Milos Rancic wrote:
And, also, we have to talk about needs for automation
here. Here are some
ideas:
- Fully global weather. It is possible, I started to do something, but
there is a lot of work to be done.
A lot of how weather is implemented will depend on how we choose to present
it. At the moment we've just the global map with only temperatures. It, to
start with, would be a huge improvement if the map can be clicked on to
bring up a map of one of the continents/regions with additional data. That
could be on a page of its own with capital city conditions detailed in text
underneath. Taking into account the size of Asia might mean we need futher
drilldown from that.
- Exchange rates. I finished the most of the job.
I've done work on financial software for business in the past, how are you
organising the data? Have you selected a base currency and stored all rates
from it to other currencies? Either USD or EUR for that, then to get from
any currency to any other currency you have two conversions unless one is
the base. From these results you could build a table onto a country portal
listing the country's currency and rate to a variety of other currencies.
I've also dealt with the software side of transitioning from a national
currency to EUR, so if you've any questions on that.

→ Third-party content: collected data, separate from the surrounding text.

PR #928, opened 2018-02-26
Adding BOARD_SIZE define in config.h

Alderi-Tokori:
Allows compiling for any reasonable odd board size (not tested with size = 1)

### DIFF
--- a/src/FastBoard.cpp
+++ b/src/FastBoard.cpp
@@ -26,11 +26,11 @@
 #include <string>
 
 #include "Utils.h"
+#include "config.h"
 
 using namespace Utils;
 
 const int FastBoard::NBR_SHIFT;
-const int FastBoard::MAXBOARDSIZE;
 const int FastBoard::MAXSQ;
 const int FastBoard::BIG;
 const int FastBoard::PASS;
@@ -50,8 +50,8 @@ int FastBoard::get_boardsize(void) const {
 }
 
 int FastBoard::get_vertex(int x, int y) const {
-    assert(x >= 0 && x < MAXBOARDSIZE);
-    assert(y >= 0 && y < MAXBOARDSIZE);
+    assert(x >= 0 && x < BOARD_SIZE);
+    assert(y >= 0 && y < BOARD_SIZE);
     assert(x >= 0 && x < m_boardsize);
     assert(y >= 0 && y < m_boardsize);
 
--- a/src/FastBoard.cpp
+++ b/src/FastBoard.cpp
@@ -45,15 +45,9 @@ const std::array<FastBoard::square_t, 4> FastBoard::s_cinvert = {
     WHITE, BLACK, EMPTY, INVAL
 };
 
-int FastBoard::get_boardsize(void) const {
-    return m_boardsize;
-}
-
 int FastBoard::get_vertex(int x, int y) const {
     assert(x >= 0 && x < BOARD_SIZE);
     assert(y >= 0 && y < BOARD_SIZE);
-    assert(x >= 0 && x < m_boardsize);
-    assert(y >= 0 && y < m_boardsize);
 
     int vertex = ((y + 1) * m_squaresize) + (x + 1);
 
@@ -63,12 +57,12 @@ int FastBoard::get_vertex(int x, int y) const {
 }
 
 std::pair<int, int> FastBoard::get_xy(int vertex) const {
-    //int vertex = ((y + 1) * (get_boardsize() + 2)) + (x + 1);
+    //int vertex = ((y + 1) * (BOARD_SIZE + 2)) + (x + 1);
     int x = (vertex % m_squaresize) - 1;
     int y = (vertex / m_squaresize) - 1;
 
-    assert(x >= 0 && x < m_boardsize);
-    assert(y >= 0 && y < m_boardsize);
+    assert(x >= 0 && x < BOARD_SIZE);
+    assert(y >= 0 && y < BOARD_SIZE);
     assert(get_vertex(x, y) == vertex);
 
     return std::make_pair(x, y);
@@ -98,7 +92,6 @@ void FastBoard::set_square(int x, int y, FastBoard::square_t content) {
 }
 
 void FastBoard::reset_board(int size) {
-    m_boardsize = size;
     m_squaresize = size + 2;
     m_maxsq = m_squaresize * m_squaresize;
     m_tomove = BLACK;
@@ -243,8 +236,8 @@ int FastBoard::calc_reach_color(int color) const {
     auto reachable = 0;
     auto bd = std::vector<bool>(m_maxsq, false);
     auto open = std::queue<int>();
-    for (auto i = 0; i < m_boardsize; i++) {
-        for (auto j = 0; j < m_boardsize; j++) {
+    for (auto i = 0; i < BOARD_SIZE; i++) {
+        for (auto j = 0; j < BOARD_SIZE; j++) {
             auto vertex = get_vertex(i, j);
             if (m_square[vertex] == color) {
                 reachable++;
@@ -278,28 +271,26 @@ float FastBoard::area_score(float komi) const {
 }
 
 void FastBoard::display_board(int lastmove) {
-    int boardsize = get_boardsize();
-
     myprintf("\n   ");
     print_columns();
-    for (int j = boardsize-1; j >= 0; j--) {
+    for (int j = BOARD_SIZE-1; j >= 0; j--) {
         myprintf("%2d", j+1);
         if (lastmove == get_vertex(0, j))
             myprintf("(");
         else
             myprintf(" ");
-        for (int i = 0; i < boardsize; i++) {
+        for (int i = 0; i < BOARD_SIZE; i++) {
             if (get_square(i,j) == WHITE) {
                 myprintf("O");
             } else if (get_square(i,j) == BLACK)  {
                 myprintf("X");
-            } else if (starpoint(boardsize, i, j)) {
+            } else if (starpoint(BOARD_SIZE, i, j)) {
                 myprintf("+");
             } else {
                 myprintf(".");
             }
             if (lastmove == get_vertex(i, j)) myprintf(")");
-            else if (i != boardsize-1 && lastmove == get_vertex(i, j)+1) myprintf("(");
+            else if (i != BOARD_SIZE-1 && lastmove == get_vertex(i, j)+1) myprintf("(");
             else myprintf(" ");
         }
         myprintf("%2d\n", j+1);
@@ -310,7 +301,7 @@ void FastBoard::display_board(int lastmove) {
 }
 
 void FastBoard::print_columns() {
-    for (int i = 0; i < get_boardsize(); i++) {
+    for (int i = 0; i < BOARD_SIZE; i++) {
         if (i < 25) {
             myprintf("%c ", (('a' + i < 'i') ? 'a' + i : 'a' + i + 1));
         }
@@ -408,8 +399,8 @@ std::string FastBoard::move_to_text(int move) const {
     column--;
     row--;
 
-    assert(move == FastBoard::PASS || move == FastBoard::RESIGN || (row >= 0 && row < m_boardsize));
-    assert(move == FastBoard::PASS || move == FastBoard::RESIGN || (column >= 0 && column < m_boardsize));
+    assert(move == FastBoard::PASS || move == FastBoard::RESIGN || (row >= 0 && row < BOARD_SIZE));
+    assert(move == FastBoard::PASS || move == FastBoard::RESIGN || (column >= 0 && column < BOARD_SIZE));
 
     if (move >= 0 && move <= m_maxsq) {
         result << static_cast<char>(column < 8 ? 'A' + column : 'A' + column + 1);
@@ -434,11 +425,11 @@ std::string FastBoard::move_to_text_sgf(int move) const {
     column--;
     row--;
 
-    assert(move == FastBoard::PASS || move == FastBoard::RESIGN || (row >= 0 && row < m_boardsize));
-    assert(move == FastBoard::PASS || move == FastBoard::RESIGN || (column >= 0 && column < m_boardsize));
+    assert(move == FastBoard::PASS || move == FastBoard::RESIGN || (row >= 0 && row < BOARD_SIZE));
+    assert(move == FastBoard::PASS || move == FastBoard::RESIGN || (column >= 0 && column < BOARD_SIZE));
 
     // SGF inverts rows
-    row = m_boardsize - row - 1;
+    row = BOARD_SIZE - row - 1;
 
     if (move >= 0 && move <= m_maxsq) {
         if (column <= 25) {
@@ -536,8 +527,8 @@ std::string FastBoard::get_string(int vertex) const {
 std::string FastBoard::get_stone_list() const {
     std::string result;
 
-    for (int i = 0; i < m_boardsize; i++) {
-        for (int j = 0; j < m_boardsize; j++) {
+    for (int i = 0; i < BOARD_SIZE; i++) {
+        for (int j = 0; j < BOARD_SIZE; j++) {
             int vertex = get_vertex(i, j);
 
             if (get_square(vertex) != EMPTY) {
--- a/src/FastBoard.cpp
+++ b/src/FastBoard.cpp
@@ -45,9 +45,15 @@ const std::array<FastBoard::square_t, 4> FastBoard::s_cinvert = {
     WHITE, BLACK, EMPTY, INVAL
 };
 
+int FastBoard::get_boardsize(void) const {
+    return m_boardsize;
+}
+
 int FastBoard::get_vertex(int x, int y) const {
     assert(x >= 0 && x < BOARD_SIZE);
     assert(y >= 0 && y < BOARD_SIZE);
+    assert(x >= 0 && x < m_boardsize);
+    assert(y >= 0 && y < m_boardsize);
 
     int vertex = ((y + 1) * m_squaresize) + (x + 1);
 
@@ -57,12 +63,12 @@ int FastBoard::get_vertex(int x, int y) const {
 }
 
 std::pair<int, int> FastBoard::get_xy(int vertex) const {
-    //int vertex = ((y + 1) * (BOARD_SIZE + 2)) + (x + 1);
+    //int vertex = ((y + 1) * (get_boardsize() + 2)) + (x + 1);
     int x = (vertex % m_squaresize) - 1;
     int y = (vertex / m_squaresize) - 1;
 
-    assert(x >= 0 && x < BOARD_SIZE);
-    assert(y >= 0 && y < BOARD_SIZE);
+    assert(x >= 0 && x < m_boardsize);
+    assert(y >= 0 && y < m_boardsize);
     assert(get_vertex(x, y) == vertex);
 
     return std::make_pair(x, y);
@@ -92,6 +98,7 @@ void FastBoard::set_square(int x, int y, FastBoard::square_t content) {
 }
 
 void FastBoard::reset_board(int size) {
+    m_boardsize = size;
     m_squaresize = size + 2;
     m_maxsq = m_squaresize * m_squaresize;
     m_tomove = BLACK;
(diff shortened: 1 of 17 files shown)


Alderi-Tokori:
This is a basic change adding a define into config.h allowing users to compile Leelaz with various board sizes. Due to the way winograd tiles are handled, I can only guarantee for it to be working on odd sizes (3x3, 5x5, 7x7, 9x9, etc.).

src/OpenCL.cpp
```diff
@@ -187,8 +187,8 @@ void __in_transform_eq(float x[4][4], __global float * restrict V, int offset, i
 __kernel void in_transform(__global net_t * restrict in, __global float * restrict V,
                            const int C, const int Cpad,
                            const int Ppad) {
-    const int W = 19;
-    const int H = 19;
+    const int W = BOARD_SIZE;
```
sethtroisi: consider adding BOARD_SQUARES = BOARD_SIZE*BOARD_SIZE;
which can be substituted in dozens of places here.

src/Training.cpp
```diff
@@ -234,15 +234,15 @@ void Training::dump_training(int winner_color, OutputChunker& outchunk) {
                               | plane[bit + 3] << 0;
                 out << std::hex << hexbyte;
             }
-            // 361 % 4 = 1 so the last bit goes by itself
+            // BOARD_SIZE * BOARD_SIZE % 4 = 1 so the last bit goes by itself
```
sethtroisi: This is only true for odd sized boards.

src/config.h
```diff
@@ -29,6 +29,11 @@
 #define HAVE_SELECT
 #endif
 
+/*
+ * BOARD_SIZE: Define size of the board to compile Leela with, must be an odd number due to winograd tiles
+ */
+#define BOARD_SIZE 19
+
```
sethtroisi: #if (BOARD_SIZE % 2 == 0)
#error code assumes odd board size remove at your own risk
#endif

jkiliani:
Is it actually necessary to use a define I config.h here? What about coding it so that board size is automatically read from the weight file?

gcp:
There is no ambiguity (the filter count in the policy head should identify it), but parts of the code size some arrays statically at compile time based on the max board size, so unless you want to compile in a huge value by default (wasting memory and slowing things down), much more changes are needed to support dynamic board sizes.

src/FastBoard.h
```diff
@@ -40,7 +40,7 @@ class FastBoard {
     /*
         largest board supported
     */
-    static constexpr int MAXBOARDSIZE = 19;
+    static constexpr int MAXBOARDSIZE = BOARD_SIZE;
```
gcp: This no longer has any reason of existence.

src/Im2Col.h
```diff
@@ -70,7 +70,7 @@ template <>
 void im2col<1>(const int channels,
                const std::vector<net_t>& input,
                std::vector<float>& output) {
-    constexpr unsigned int boardsize = 19;
+    constexpr unsigned int boardsize = BOARD_SIZE;
```
gcp: Same. Pointless now.

src/FastBoard.h
gcp: Maybe defining something here or elsewhere that is BOARD_SIZE * BOARD_SIZE (SQUARE_COUNT?) or so would save a lot of redundancy.

Square count sounds a bit odd because go is played on the intersections, but I can't think of anything better right now.

src/SGFTree.cpp
```diff
@@ -123,7 +123,7 @@ void SGFTree::populate_states(void) {
         } else {
             if (!m_properties.count("SZ")) {
                 // No size, but SGF spec defines default size for Go
-                m_properties.insert(std::make_pair("SZ", "19"));
+                m_properties.insert(std::make_pair("SZ", "BOARD_SIZE"));
```
gcp: This is wrong, see comment right above the change.

src/SGFTree.cpp
```diff
@@ -153,8 +153,8 @@ void SGFTree::populate_states(void) {
         float komi;
         strm >> komi;
         int handicap = m_state.get_handicap();
-        // last ditch effort: if no GM or SZ, assume 19x19 Go here
-        int bsize = 19;
+        // last ditch effort: if no GM or SZ, assume BOARD_SIZExBOARD_SIZE Go here
+        int bsize = BOARD_SIZE;
```
gcp: Wrong for same reason as above.

src/Network.cpp
```diff
@@ -643,7 +643,7 @@ void convolve(size_t outputs,
 
     // Weight shape (output, input, filter_size, filter_size)
     // 96 22 3 3
-    // outputs[96,19x19] = weights[96,22x3x3] x col[22x3x3,19x19]
+    // outputs[96,BOARD_SIZExBOARD_SIZE] = weights[96,22x3x3] x col[22x3x3,BOARD_SIZExBOARD_SIZE]
```
gcp: This was a an example with specific values, so this doesn't make a lot of sense now. (Also Zero has 18, not 22 inputs...)

src/SGFTree.cpp
```diff
@@ -290,7 +290,7 @@ int SGFTree::string_to_vertex(const std::string& movestring) const {
         return FastBoard::PASS;
     }
 
-    if (m_state.board.get_boardsize() <= 19) {
+    if (m_state.board.get_boardsize() <= BOARD_SIZE) {
```
gcp: Wrong.

Alderi-Tokori:
Alright, I'm going to work on the requested changes this evening.

src/FastBoard.h
Alderi-Tokori: Do you mean I can simply remove the line, or should I keep it with 19?

src/Network.cpp
Alderi-Tokori: Same question, should I just remove the comment then or simply put back 19 in it?

src/config.h
Alderi-Tokori: Nice, thank you for reviewing the code

src/FastBoard.h
Alderi-Tokori: As for the constant for BOARD_SIZE * BOARD_SIZE, maybe BOARD_SQUARES as @sethtroisi proposed, or something like INTERSECTION_COUNT?

src/Im2Col.h
Alderi-Tokori: I don't understand this, the variable is used and the function itself is called somewhere in the code, so it doesn't seem useless to me, but if I put back 19, it still works (despite the following assert that should stop the program). 

Should I remove the 3 lines ?
```CPP
    constexpr unsigned int boardsize = 19;
    auto outSize = size_t{channels * boardsize * boardsize};
    assert(output.size() == outSize);
```

gcp:
Dirichlet noise should also be rescaled according to board size (see AZ paper).

src/FastBoard.h
gcp: Let's take BOARD_SQUARES. The line above can go as MAXBOARDSIZE==BOARD_SIZE.

src/Im2Col.h
gcp: I mean that it's setting boardsize==BOARD_SIZE.

Just use BOARD_SIZE.

src/Network.cpp
gcp: I'd put the 19x19 back in.

Alderi-Tokori:
Good catch, it never occurred to me.

Alderi-Tokori:
I think a crude linear proportionality to the number of intersections might do it (after all, I've trained mine with the Dirichlet noise intended for 19x19 and I haven't had any major problem).

gcp:
I think the AZ paper set out their reasoning?

" Dirichlet noise Dir(α) was added to the prior probabilities in the
root node; this was scaled in inverse proportion to the approximate number of legal moves in a
typical position, to a value of α = {0.3, 0.15, 0.03} for chess, shogi and Go respectively."

Chess ~35 and 19x19 Go ~361

Alderi-Tokori:
Yes, but I'm not sure the average number of legal moves is actually linearly proportional to the number of intersections in go (might be, might not be), and I can't really have a look-up table in the program to have a perfect Dirichlet noise for each board size.

Alderi-Tokori:
There we go, everything should be in order.

l1t1:
nice job

src/FastBoard.cpp
```diff
@@ -50,8 +50,8 @@ int FastBoard::get_boardsize(void) const {
 }
 
 int FastBoard::get_vertex(int x, int y) const {
-    assert(x >= 0 && x < MAXBOARDSIZE);
-    assert(y >= 0 && y < MAXBOARDSIZE);
+    assert(x >= 0 && x < BOARD_SIZE);
+    assert(y >= 0 && y < BOARD_SIZE);
     assert(x >= 0 && x < m_boardsize);
```
sethtroisi: long term we can remove m_boardsize.

src/Im2Col.h
```diff
@@ -27,8 +27,8 @@ template <unsigned long filter_size>
 void im2col(const int channels,
             const std::vector<net_t>& input,
             std::vector<float>& output) {
-    constexpr unsigned int height = 19;
-    constexpr unsigned int width = 19;
+    constexpr unsigned int height = BOARD_SIZE;
+    constexpr unsigned int width = BOARD_SIZE;
     constexpr unsigned int channel_size = height * width;
```
sethtroisi: BOARD_SQUARES

src/OpenCL.cpp
```diff
@@ -49,7 +49,7 @@ static std::string sourceCode_config = R"(
     typedef float net_t;
     #define vload_net_t(offset,p) ((p)[(offset)])
     #define vstore_net_t(data,offset,p) (((p)[(offset)])=(data))
-)";
+    #define BOARD_SIZE )" + std::to_string(BOARD_SIZE);
```
sethtroisi: This doesn't look right

src/OpenCL.cpp
```diff
@@ -127,14 +127,14 @@ __kernel void merge(
                         __global const net_t * restrict in,
                         __global net_t * restrict out,
                         __private const int channels) {
-        // cl::NDRange global(outputs, 19*19);
+        // cl::NDRange global(outputs, BOARD_SIZE*BOARD_SIZE);
```
sethtroisi: BOARD_SQUARES

src/OpenCL.cpp
```diff
@@ -127,14 +127,14 @@ __kernel void merge(
...
         const int gx = get_global_id(0);
         const int gy = get_global_id(1);
         const int output = gx;
         const int b = gy;
         const int outputs = get_global_size(0);
-        const int width = 19;
-        const int height = 19;
+        const int width = BOARD_SIZE;
+        const int height = BOARD_SIZE;
         const int boardsize = width * height;
```
sethtroisi: BOARD_SQUARES

src/SGFTree.cpp
```diff
@@ -136,7 +136,7 @@ void SGFTree::populate_states(void) {
         std::istringstream strm(size);
         int bsize;
         strm >> bsize;
-        if (bsize <= FastBoard::MAXBOARDSIZE) {
+        if (bsize <= BOARD_SIZE) {
             // Assume 7.5 komi if not specified
             m_state.init_game(bsize, 7.5f);
             valid_size = true;
```
sethtroisi: line 157 has a 19 on it that should be replaced

src/OpenCL.cpp
Alderi-Tokori: In OpenCL, I haven't defined BOARD_SQUARES : it seems not that useful to me given the only place it can be used is in this one commented line (Only place in OpenCL where there's a BOARD_SIZE*BOARD_SIZE). 

Do you really want me to replace this by BOARD_SQUARE?

src/OpenCL.cpp
Alderi-Tokori: It's the neatest way I've found in order to pass the BOARD_SIZE define into the OpenCl code source (the code doesn't have access to external defines). My aim with this is so the user only has to modify the board size in one place (namely config.h).

I'm ready to change this to some other thing if you have a better idea, but I don't have any other idea myself if I want to keep this "only has to modify the size in config.h" constraint.

src/SGFTree.cpp
Alderi-Tokori: I'd think so, yes.

src/FastBoard.cpp
Alderi-Tokori: That'd mean removing get_boardsize() and replacing every call with BOARD_SIZE. I'll do this tonight.

Alderi-Tokori:
@sethtroisi There you go, removing m_boardsize is quite a big change so I'm waiting for a review from @gcp before doing anything else.

sethtroisi:
@Alderi-Tokori Agreed, m_boardsize is quite a large change and I totally agree with holding off. I'd suggest doing it in a 2nd pull request because it will touch parameters and a dozen files which would certainly clutter this PR

Alderi-Tokori:
@sethtroisi Well, I've already done it in this one ^^' If it is rejected, I could always undo it though.

src/GameState.cpp
```diff
@@ -39,7 +39,7 @@ void GameState::init_game(int size, float komi) {
     game_history.clear();
     game_history.emplace_back(std::make_shared<KoState>(*this));
 
-    m_timecontrol.set_boardsize(board.get_boardsize());
+    m_timecontrol.set_boardsize(BOARD_SIZE);
```
sethtroisi: My bet is that this should be hardcoded in m_timecontrol now

Alderi-Tokori: Hmm true, I'll do that if gcp validates the removing of m_boardsize.

src/Network.cpp
```diff
@@ -749,7 +749,7 @@ void Network::forward_cpu(std::vector<float>& input,
     auto M = std::vector<float>(WINOGRAD_TILE * output_channels * tiles);
 
     winograd_convolve3(output_channels, input, conv_weights[0], V, M, conv_out);
-    batchnorm<361>(output_channels, conv_out,
+    batchnorm<BOARD_SQUARES>(output_channels, conv_out,
```
gcp: Fix the alignment of the line below.

src/Network.cpp
```diff
@@ -762,15 +762,15 @@ void Network::forward_cpu(std::vector<float>& input,
         std::copy(begin(conv_in), end(conv_in), begin(res));
         winograd_convolve3(output_channels, conv_in,
 	                       conv_weights[i], V, M, conv_out);
-        batchnorm<361>(output_channels, conv_out,
+        batchnorm<BOARD_SQUARES>(output_channels, conv_out,
```
gcp: Same.

src/Network.cpp
```diff
@@ -762,15 +762,15 @@ void Network::forward_cpu(std::vector<float>& input,
...
                        batchnorm_means[i].data(),
                        batchnorm_stddivs[i].data());
 
         output_channels = conv_biases[i + 1].size();
         std::swap(conv_out, conv_in);
         winograd_convolve3(output_channels, conv_in,
 			               conv_weights[i + 1], V, M, conv_out);
-        batchnorm<361>(output_channels, conv_out,
+        batchnorm<BOARD_SQUARES>(output_channels, conv_out,
```
gcp: etc

src/OpenCL.cpp
```diff
@@ -750,11 +750,11 @@ void OpenCL_Network::convolve1(int channels, int outputs,
                               cl::Buffer& bufferOutput,
                               cl::Buffer& bufferMerge,
                               weight_slice_t weights) {
-    // fixed for 19x19
-    constexpr int width = 19;
-    constexpr int height = 19;
+    // fixed for BOARD_SIZExBOARD_SIZE
```
gcp: It's no longer fixed now is it? :-)

src/SGFTree.cpp
```diff
@@ -290,13 +291,13 @@ int SGFTree::string_to_vertex(const std::string& movestring) const {
...
 
-    if (m_state.board.get_boardsize() <= 19) {
+    if (BOARD_SIZE <= 19) {
         if (movestring == "tt") {
             return FastBoard::PASS;
         }
     }
 
-    int bsize = m_state.board.get_boardsize();
+    int bsize = BOARD_SIZE;
```
gcp: This makes no sense. This code was checking whether we correctly found a usable board size at any point.

src/OpenCL.cpp
Alderi-Tokori: Ah yeah, I'll modify the comment. By the wawy, should I keep these variables in those functions or should I remove them and directly use BOARD_SIZE/BOARD_SQUARES in the code?

src/SGFTree.cpp
Alderi-Tokori: The removing of m_boardsize (and the corresponding getter, was done after one of seth's comments, suggesting it wasn't necessary anymore.  Should I put it back in?

Alderi-Tokori: (Or should I just remove this test, since board sizes != BOARD_SIZE will throw an exception in populate_state now)

Alderi-Tokori:
@gcp I'm assuming you're validating removing m_boardsize. I'll do another commit hardcoding BOARD_SIZE in TimeControl (as @sethtroisi suggested) next if you think this is a good idea?

gcp:
Yes, prefer separate pull requests.

src/OpenCL.cpp
gcp: Keep the variables for now.

src/SGFTree.cpp
gcp: > I don't think a 19x19 net would handle correctly a 9x9 board.

Indeed it would not due to the policy heads etc.

>if we haven't found either GM or SZ, it makes sense as a last effort to assume it's the right size

No, you should assume it's 19 because that is what the SGF spec says. If that's not BOARD_SIZE, give up.

>So in that case should we reject it if not specified and BOARD_SIZE != 19 to be consistent and follow SGF spec?

Exactly.

Alderi-Tokori:
Alright, that's what I was thinking. I'm going to revert the changes and clean that up.

gcp:
Sorry about changing my mind about half of this code, but I was so happy about seeing the hardcoded 19's go that it clouded my judgement.

Alderi-Tokori:
Haha no problem, I'm not particularly in a hurry to see this PR merged, and when I committed these changes without having consulted you beforehand, I was already prepared to undo them.

Alderi-Tokori:
@gcp Ok, I've reverted the last two commits then nitpicked the other changes (aside from removing m_boardsize) from those reverted commits and added a few modifications.

src/Im2Col.h
```diff
@@ -70,8 +69,7 @@ template <>
 void im2col<1>(const int channels,
                const std::vector<net_t>& input,
                std::vector<float>& output) {
-    constexpr unsigned int boardsize = 19;
-    auto outSize = size_t{channels * boardsize * boardsize};
+    auto outSize = size_t{channels * static_cast<size_t>(BOARD_SQUARES)};
```
gcp: Does this actually need both size_t casts?

src/SGFTree.cpp
```diff
@@ -124,7 +124,9 @@ void SGFTree::populate_states(void) {
             if (!m_properties.count("SZ")) {
                 // No size, but SGF spec defines default size for Go
                 m_properties.insert(std::make_pair("SZ", "19"));
-                valid_size = true;
+                if (19 == BOARD_SIZE) {
+                    valid_size = true;
```
gcp: valid_size only says whether m_boardsize has been set, not whether we can deal with it or not. So I think you don't need changes here. Later on, you use valid_size to see what the board has been set at, and there's a check that it was either set or defaulted to BOARD_SIZE.

gcp:
Looks great, I had one last round of nits.

src/Im2Col.h
Alderi-Tokori: If I don't cast the value, it raises a warning which makes it fail the AppVeyor check.

Alderi-Tokori:
@gcp Aside from the casting (which I don't think I can remove), everything should be done.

- Goods prices at stock markets (we should analyze the
situation).
[[Portal:Business knowledge]] going to:
[[Wikinews:Business LSE]]
[[Wikinews:Business NYSE]]
[[Wikinews:Business NASDAQ]]
...
Do we have anyone who tracks anything on the stock market could detail what
information would be useful? In the cases here I believe the data isn't
copyrightable, but the presentation may be. Thus we may have to work out our
own way of presenting the information. These will be pages where tables of
data will be presented, presumably with some in expand/collapse boxes to
keep the initial presentation reasonable. People who are interested in that
will either spend a minute looking up one detail or ages reading quite a bit
out of the data.
An example of how you could show the NYSE 100 is in a table with alternating
shaded lines to ease reading across the data.